**Exercise goal**: Which lines below fall between the one containing "PR #5464, opened 2025-06-25" and the one containing "QiJune, line 582: Should"? Repeat them exactly, counting both of those lines, and add nothing else.

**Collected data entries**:
☆ ☆ ☆ ☆ ☆

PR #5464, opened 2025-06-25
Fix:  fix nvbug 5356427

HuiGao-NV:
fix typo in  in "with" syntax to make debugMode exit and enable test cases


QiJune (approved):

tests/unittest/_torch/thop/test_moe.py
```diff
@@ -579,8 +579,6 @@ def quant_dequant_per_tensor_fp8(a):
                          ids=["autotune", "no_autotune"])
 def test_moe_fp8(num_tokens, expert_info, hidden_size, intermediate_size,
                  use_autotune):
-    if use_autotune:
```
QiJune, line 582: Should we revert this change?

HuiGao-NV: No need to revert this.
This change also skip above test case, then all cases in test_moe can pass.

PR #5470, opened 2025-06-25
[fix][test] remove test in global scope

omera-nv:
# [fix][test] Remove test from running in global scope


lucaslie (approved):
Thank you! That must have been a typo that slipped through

☆ ☆ ☆ ☆ ☆

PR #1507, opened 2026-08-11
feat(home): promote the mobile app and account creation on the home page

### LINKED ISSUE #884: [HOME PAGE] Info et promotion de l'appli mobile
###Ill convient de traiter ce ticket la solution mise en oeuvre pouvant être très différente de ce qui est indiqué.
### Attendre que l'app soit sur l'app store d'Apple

☆ ☆ ☆ ☆ ☆

**Answer to the problem**:
PR #5464, opened 2025-06-25
Fix:  fix nvbug 5356427

HuiGao-NV:
fix typo in  in "with" syntax to make debugMode exit and enable test cases


QiJune (approved):

tests/unittest/_torch/thop/test_moe.py
```diff
@@ -579,8 +579,6 @@ def quant_dequant_per_tensor_fp8(a):
                          ids=["autotune", "no_autotune"])
 def test_moe_fp8(num_tokens, expert_info, hidden_size, intermediate_size,
                  use_autotune):
-    if use_autotune:
```
QiJune, line 582: Should we revert this change?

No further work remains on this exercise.